An Rule of Optimization which provides SQL Standard Authorization for Apache Spark
Ranger security support is one of the available Authorization methods for Spark SQL with spark-authorizer.
Ranger is a framework to enable, monitor and manage comprehensive data security across the Hadoop platform. The [spark-authorizer enables Spark SQL with control access ability reusing Ranger Plugin for Hive MetaStore . Ranger makes the scope of existing SQL-Standard Based Authorization expanded but without supporting Spark SQL. spark-authorizer sticks them together.
Configuration | Configuration File | Example | Descriptions |
---|---|---|---|
ranger.plugin.hive.policy.rest.url | ranger-hive-security.xml | http://ranger.admin.one:6080,http://ranger.admin.two.lt.163.org:6080 | Comma separated list of ranger admin address |
ranger.plugin.hive.service.name | ranger-hive-security.xml | Name of the Ranger service containing policies for this YARN instance | |
ranger.plugin.hive.policy.cache.dir | ranger-hive-security.xml | policycache | local cache directory for ranger policy caches |
Create ranger-hive-security.xml
in $SPARK_HOME/conf
with configurations above properly set.
<!-- Ranger -->
<property>
<name>hive.security.authorization.enabled</name>
<value>true</value>
</property>
<property>
<name>hive.security.authorization.manager</name>
<value>org.apache.ranger.authorization.hive.authorizer.RangerHiveAuthorizerFactory</value>
</property>
<property>
<name>hive.security.authenticator.manager</name>
<value>org.apache.hadoop.hive.ql.security.SessionStateUserAuthenticator</value>
</property>
<property>
<name>hive.conf.restricted.list</name>
<value>
hive.security.authorization.enabled,hive.security.authorization.manager,hive.security.authenticator.manager
</value>
</property>
Add configurations above in $SPARK_HOME/conf/hive-site.xml
to enable Ranger security support.
All access to Spark SQL/Hive tables that is authorized by Ranger is automatically audited by Ranger. Auditing destination of HDFS or Solr etc is supported.
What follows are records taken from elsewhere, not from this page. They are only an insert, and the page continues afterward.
PR #9570, opened 2020-04-28
FEATURE: allows to to style published page with themes/plugins

jjaffeux:


jjaffeux:
> Nice, this change was less complicated than I suspected it would be.

me too

app/controllers/published_pages_controller.rb
```diff
@@ -15,6 +15,18 @@ def show
     guardian.ensure_can_see!(pp.topic)
     @topic = pp.topic
     @canonical_url = @topic.url
+
+    @body_classes = [
```
eviltrout, line 19: If you make this a `Set.new` instead it will avoid duplicates which is nice to do defenstively.

jjaffeux:
Note I'm a little bit concerned, the Set might break the test as there's no order guarantees, but it seems reliable so far.

PR #9571, opened 2020-04-28
FEATURE: Add user_profile to user_archive CSV export

udan11:


app/jobs/regular/export_csv_file.rb
```diff
@@ -29,15 +30,22 @@ def execute(args)
...
-      else
-        "#{@entity.split('_').join('-')}-#{Time.now.strftime("%y%m%d-%H%M%S")}"
+      entities.each do |entity|
+        entity[:method] = :"#{entity[:name]}_export"
+        raise Discourse::InvalidParameters.new(:entity) unless respond_to?(entity[:method])
+
+        @timestamp ||= Time.now.strftime("%y%m%d-%H%M%S")
+        entity[:filename] =
+          if entity[:name] == "user_archive" || entity[:name] === "user_archive_profile"
+            "#{entity[:name].split('_').join('-')}-#{@current_user.username}-#{@timestamp}"
```
eviltrout, line 43: This would read a lot easier if you put `#{entity[:name].split('_').join('-')}` into a variable

udan11: That's right. I just moved the code and did not realize how weird that line is (why not `gsub` in the first place?). I am using `dasherize` now which is more succinct and hopefully does a better job at formatting.

PR #9573, opened 2020-04-28
FIX: Unassign user titles when a badge is deleted

riking:
Taking suggestions for improvements to where the code for `clear_titles_for_granted_badge` lives.

### DIFF
--- a/app/controllers/admin/badges_controller.rb
+++ b/app/controllers/admin/badges_controller.rb
@@ -129,10 +129,12 @@ class Admin::BadgesController < Admin::AdminController
   end
 
   def destroy
-    badge = find_badge
-    StaffActionLogger.new(current_user).log_badge_deletion(badge)
-    Jobs::BulkUserTitleUpdate.clear_titles_for_granted_badge(badge.id)
-    badge.destroy!
+    Badge.transaction do
+      badge = find_badge
+      StaffActionLogger.new(current_user).log_badge_deletion(badge)
+      badge.clear_user_titles!
+      badge.destroy!
+    end
     render body: nil
   end
 
--- a/app/controllers/admin/badges_controller.rb
+++ b/app/controllers/admin/badges_controller.rb
@@ -131,7 +131,8 @@ class Admin::BadgesController < Admin::AdminController
   def destroy
     badge = find_badge
     StaffActionLogger.new(current_user).log_badge_deletion(badge)
-    badge.destroy
+    Jobs::BulkUserTitleUpdate.clear_titles_for_granted_badge(badge.id)
+    badge.destroy!
     render body: nil
   end
 
--- a/app/jobs/regular/bulk_user_title_update.rb
+++ b/app/jobs/regular/bulk_user_title_update.rb
@@ -18,6 +18,23 @@ module Jobs
       end
     end
 
+    # Not called from the job because this needs to happen during the destroy request
+    def self.clear_titles_for_granted_badge(granted_badge_id)
+      ActiveRecord::Base.transaction do
+        DB.exec(<<~SQL, granted_title_badge_id: granted_badge_id, title: '', updated_at: Time.now)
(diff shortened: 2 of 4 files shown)


app/jobs/regular/bulk_user_title_update.rb
```diff
@@ -2,6 +2,7 @@
 
 module Jobs
   class BulkUserTitleUpdate < ::Jobs::Base
+    DESTROY_ACTION = 'destroy'.freeze
```
eviltrout, line 5: This new constant seems unused and should probably be removed.

app/controllers/admin/badges_controller.rb
```diff
@@ -131,7 +131,8 @@ def update
   def destroy
     badge = find_badge
     StaffActionLogger.new(current_user).log_badge_deletion(badge)
```
martin-brennan, line 133: I feel like these 3 calls should now be in a `Badge.transaction do` block now, it would be awkward if we cleared all the titles but then failed to destroy the badge. Should be all-or-nothing.

app/jobs/regular/bulk_user_title_update.rb
```diff
@@ -18,6 +19,23 @@ def execute(args)
       end
     end
 
+    # Not called from the job because this needs to happen during the destroy request
+    def self.clear_titles_for_granted_badge(granted_badge_id)
+      ActiveRecord::Base.transaction do
+        DB.exec(<<~SQL, granted_title_badge_id: granted_badge_id, title: '', updated_at: Time.now)
+          UPDATE users AS u
+          SET title = :title, updated_at = :updated_at
```
martin-brennan, line 27: Nitpick, but why pass in `title` if you are just setting it to `''`? `SET title = ''`

app/jobs/regular/bulk_user_title_update.rb
```diff
@@ -18,6 +19,23 @@ def execute(args)
...
+          FROM user_profiles AS up
+          WHERE up.user_id = u.id AND up.granted_title_badge_id = :granted_title_badge_id
+        SQL
+        DB.exec(<<~SQL, granted_title_badge_id: granted_badge_id, title: '', updated_at: Time.now)
+          UPDATE user_profiles AS up
+          SET badge_granted_title = false, granted_title_badge_id = NULL
```
martin-brennan, line 33: You are not setting the `updated_at` here

app/jobs/regular/bulk_user_title_update.rb
```diff
@@ -18,6 +19,23 @@ def execute(args)
       end
     end
 
+    # Not called from the job because this needs to happen during the destroy request
+    def self.clear_titles_for_granted_badge(granted_badge_id)
```
martin-brennan, line 23: I think this should just be a method on the `Badge` model rather than putting it in the job, seeing as how the job doesn't use it. Then you don't have to pass the id either, so something like:

```
badge.clear_granted_user_titles
```

The naming of the method is a little tricky because it's like "get rid of all the user titles that have been set based on me (the badge) being granted"

app/jobs/regular/bulk_user_title_update.rb
riking: user_profiles does not have an updated_at

martin-brennan: Ah OK, you can just remove it from the query params then

app/jobs/regular/bulk_user_title_update.rb
SamSaffron: Also a note ... all those .freeze calls are not needed since `# frozen_string_literal: true` will fix

app/jobs/regular/bulk_user_title_update.rb
riking: Done!

PR #9576, opened 2020-04-28
FEATURE: add category banner for why a user cannot post

featheredtoast:
Adds a category banner for why a user is unable to post in a category.

Additionally adds the same message to the disabled new topic button's title

Screenshot from 2020-04-28 15-47-36

Screenshot from 2020-04-28 15-53-44


coding-horror:
Why not also have it appear when you click the button as an error-ish
dialog?

featheredtoast:
The new topic button is disabled if they don't have permissions, so clicking on it wouldn't do anything. Between the banner and the title, I consider those as sufficient nuclear options for forums looking to tack up "Look, you really can't post here yet" signs

coding-horror:
Right, I'm saying enable it, then clicking or tapping it also shows that
same text? For extra teachings!

featheredtoast:
Ah, gotcha, I misunderstood - we can do that!

app/assets/javascripts/discourse/app/templates/discovery.hbs
```diff
@@ -3,6 +3,7 @@
 {{else}}
   <div class="container">
     {{discourse-banner user=currentUser banner=site.banner}}
+    {{category-read-only-banner category=category readOnly=navigationCategory.cannotCreateTopicOnCategory user=currentUser}}
```
eviltrout, line 6: You probably don't need to pass `currentUser` in here, as all components have access to `this.currentUser`.

PR #9578, opened 2020-04-29
DEV: Make `discourse-common` an Ember addon.

eviltrout:
This is to help with the migration to Ember CLI. In the current running
version of Discourse everything should be the same as before, just with
a few extra files that are not used. However, using Ember CLI this can
be installed as an Ember addon.


.git-blame-ignore-revs
```diff
@@ -23,9 +23,6 @@ acc5cbdf8ecb9293a0fa9474ee73baf499c02428
 # Rename wizard from es6 -> js
 1ac02422011f89716ab27250d39b0e0212e03892
 
-# Rename discourse-common es6 -> js
```
eviltrout, line 26: This is pointless now!

package.json
```diff
@@ -4,7 +4,7 @@
   "main": "index.js",
   "repository": "git@github.com:discourse/discourse.git",
   "author": "Discourse",
-  "license": "MIT",
+  "license": "GPLv2",
```
eviltrout, line 7: I noticed discourse had MIT in our package.json so I took the opportunity to correct it.

CvX: I see it generates a warning:

> warning package.json: License should be a valid SPDX license expression

Looking at the list (https://spdx.org/licenses/), it apparently should be:

```suggestion
  "license": "GPL-2.0-only",
```

(or `GPL-2.0-or-later`)

eviltrout: Weird I literally got that string from a list of valid values! I guess it was wrong or outdated.

PR #9579, opened 2020-04-29
FIX: Rename all instances of bookmarkWithReminder to just bookmark

martin-brennan:
* Rename all instances of bookmarkWithReminder and bookmark_with_reminder to just bookmark
* Delete old bookmark code at the same time
* Add migration to remove the bookmarkWithReminder post menu item if people have it set in site settings


db/migrate/20200429045956_remove_bookmarks_with_reminder_post_menu_item.rb
```diff
@@ -0,0 +1,23 @@
+# frozen_string_literal: true
+
+class RemoveBookmarksWithReminderPostMenuItem < ActiveRecord::Migration[6.0]
+  def up
+    post_menu = SiteSetting.post_menu
```
eviltrout, line 5: We need to use manual SQL in migrations rather than Ruby objects.

Can you adjust this to update the value in the DB instead?

martin-brennan: Argh sorry @eviltrout this is just an ingrained habit, I keep forgetting. Will change before merging.

PR #9580, opened 2020-04-29
FIX: discourse-presence breaks composer for users that hide presence.

tgxworld:


tgxworld:
Merged in https://github.com/discourse/discourse/commit/ae54a337195db3afc4447e81e5231a3e2f41ac1a

PR #9587, opened 2020-04-29
FEATURE: Allow user creation with admin api when local logins disabled

davidtaylorhq:


SamSaffron:
Cool edge case seems good to me

PR #9594, opened 2020-04-30
DEV: Refactor presence manager to deal with multiple composer states.

tgxworld:


plugins/discourse-presence/assets/javascripts/discourse/lib/presence-manager.js.es6
```diff
@@ -200,4 +214,73 @@ const PresenceManager = EmberObject.extend({
...
+  init() {
+    this._super(...arguments);
+
+    this.setProperties({
+      presences: {}
+    });
+  },
+
+  subscribe(topicId, type) {
+    if (!topicId) return;
```
tgxworld, line 232: Not sure how I can get around having to litter this every where to handle the case where the composer does not have a `topic.id`. Mainly when creating new topics.

plugins/discourse-presence/assets/javascripts/discourse/initializers/discourse-presence.js.es6
```diff
@@ -0,0 +1,32 @@
+import { withPluginApi } from "discourse/lib/plugin-api";
+import PresenceManager from "../lib/presence-manager";
+import ENV from "discourse-common/config/environment";
+
+function initializeDiscoursePresence(api, { app }) {
+  const currentUser = api.getCurrentUser();
+
+  if (currentUser) {
+    app.register(
+      "presence-manager:main",
```
davidtaylorhq, line 10: I wonder if this would be better as an Ember service? That seems to be the most 'ember-y' way to create a singleton, and it's how I handled a [similar problem in discourse-whos-online](https://github.com/discourse/discourse-whos-online/blob/master/assets/javascripts/discourse/services/online-service.js.es6). Then you can [inject the service](https://github.com/discourse/discourse-whos-online/blob/master/assets/javascripts/discourse/components/whos-online.js.es6#L17) into components as needed. That would avoid the need for `getOwner(this).lookup("presence-manager:main"))`

SamSaffron: totally support changing this, feel free to make the refactor, it is a bit fiddly from what I can tell and I really want to get these fixes in today so I will merge this anyway once I test it.

tgxworld: @davidtaylorhq what are the differences between factories and services? I was mainly following https://guides.emberjs.com/release/applications/dependency-injection/ to register an singleton with the application.

SamSaffron:
OK merged this in by hand, thanks @tgxworld  really happy with this now ... we can clean up the factory stuff next week I guess, but it is not urgent.

plugins/discourse-presence/assets/javascripts/discourse/initializers/discourse-presence.js.es6
davidtaylorhq: @tgxworld I think Services are the 'easy-mode' for singletons. Factories are 'hard-mode', but more flexible. From the link you shared

> Generally, Services are Ember's primary method for sharing state via dependency injection. In most cases, you shouldn't need to learn about how to work with Ember's DI system directly, or how to manually register and setup dependencies. 

Nothing wrong with factories though, so this is totally fine to leave as-is for now.

tgxworld: Thank you for the explanation :+1: Do you happen to know how to initialize the service with attributes? I was looking at https://github.com/discourse/discourse-whos-online/blob/master/assets/javascripts/discourse/services/online-service.js.es6 and it seems to be grabbing `messageBus` and `currentUser` from globals and it isn't clear from the [Ember docs](https://guides.emberjs.com/release/services/) whether that is possible

davidtaylorhq: Hmm you're right - the global lookup is not pretty! I guess it should be possible to use `inject()` there rather than a global lookup.

Maybe we should be adding currentUser and messageBus to services [via inject-discourse-objects](https://github.com/discourse/discourse/blob/master/app/assets/javascripts/discourse/app/pre-initializers/inject-discourse-objects.js#L13). 🤔

tgxworld: O yea we should probably do that. TBH though, I do feel that services and factories are more or less the same as least in the context of how I'm using it :grin: Replacing `getOwner(this).lookup("presence-manager:main"))` with `presenceManager: inject()` and not having to register the factory manually wasn't that painful. 

Any thoughts about this @eviltrout? I feel like I might be missing something on why directly registering factories can be bad?

davidtaylorhq: > I do feel that services and factories are more or less the same as least in the context of how I'm using it 😁

Agreed, nothing bad about it. In a perfect world I think siteSettings and appEvents would also be ember services. I even [found a TODO for it](https://github.com/discourse/discourse/blob/a51b8d9c6604fa0a1ff4bf07aabbb1bdce7c4b51/app/assets/javascripts/admin/services/admin-tools.js#L18-L18) ;)

eviltrout: `appEvents` and `currentUser` should absolutely be services too and I would very much like to fix that eventually.

@tgxworld we should be minimizing `getOwner` and `lookup` - those APIs are private-ish and are discouraged in the community unless you absolutely have to use them. Over time I have been trying to remove as many as possible outside of initializers.

For now, we should go with @davidtaylorhq's suggestion of injecting `currentUser` and `appEvents` into services in the initializer that does the other injecting automatically. That way it keeps the `lookup` apis in one place and not in various objects spread throughout our project.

Configuration | Configuration File | Example | Descriptions |
---|---|---|---|
xasecure.audit.is.enabled | ranger-hive-audit.xml | false | When true, auditing is enabled |
xasecure.audit.jpa.javax.persistence.jdbc.driver | ranger-hive-audit.xml | com.mysql.jdbc.Driver | jdbc driver for audit to a mysql database destination |
xasecure.audit.jpa.javax.persistence.jdbc.url | ranger-hive-audit.xml | jdbc:mysql://address/dbname | database instance auditing to |
xasecure.audit.jpa.javax.persistence.jdbc.user | ranger-hive-audit.xml | username | user name |
xasecure.audit.jpa.javax.persistence.jdbc.password | ranger-hive-audit.xml | Password | Password |
Create ranger-hive-security.xml
in $SPARK_HOME/conf
with configurations above properly set to enable or disable auditing.
ranger-hive-plugin
for Spark SQLPlease refer to the Install and Enable Ranger Hive Plugin for an overview on how to setup Ranger jars for Spark SQL.